**Task brief:** When the word "import" appears in a line of the data below, list that line.
..........
PR #3252, opened 2025-11-18
[combobox][select] Docs for typed wrappers

atomiks:

The type setup required to satisfy all the type spec tests for [Select](https://github.com/mui/base-ui/blob/eb7e80b12c3bbd3e4db922753f57b65941235880/packages/react/src/select/root/SelectRoot.spec.tsx) and [Combobox](https://github.com/mui/base-ui/blob/eb7e80b12c3bbd3e4db922753f57b65941235880/packages/react/src/combobox/root/ComboboxRoot.spec.tsx) is now quite complex, so creating wrappers that inherit the root's props is not straightforward. These demos display copy-pasteable starting points for wrappers to use

- We could export `UncontrolledProps` & `ControlledProps` on the root to further simplify types
- There may be a way to avoid overloads while letting all the type tests pass, but I didn't find a way how to do it (would be ideal)

### DIFF
--- a/docs/src/app/(public)/(content)/react/components/combobox/demos/typed/css-modules/index.tsx
+++ b/docs/src/app/(public)/(content)/react/components/combobox/demos/typed/css-modules/index.tsx
@@ -1,0 +1,56 @@
+import * as React from 'react';
+import { Combobox } from '@base-ui-components/react/combobox';
+
+export default function App() {
+  return <MyCombobox />;
+}
+
+export function MyCombobox<Value, Multiple extends boolean | undefined = false>(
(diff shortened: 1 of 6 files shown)


matthewdavi:
I think exporting the ControlledProps and UncontrolledProps would be very useful here, it's very painful to type the generics manually

atomiks:
@matthewdavi In #3254, we've decided to remove the overloads to simplify the typed wrappers use case - there's only one small inconvenience for the controlled use case but the tradeoff is overall worth it

atomiks:
Replaced with #3254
..........
**Task answer:**
+import * as React from 'react';
+import { Combobox } from '@base-ui-components/react/combobox';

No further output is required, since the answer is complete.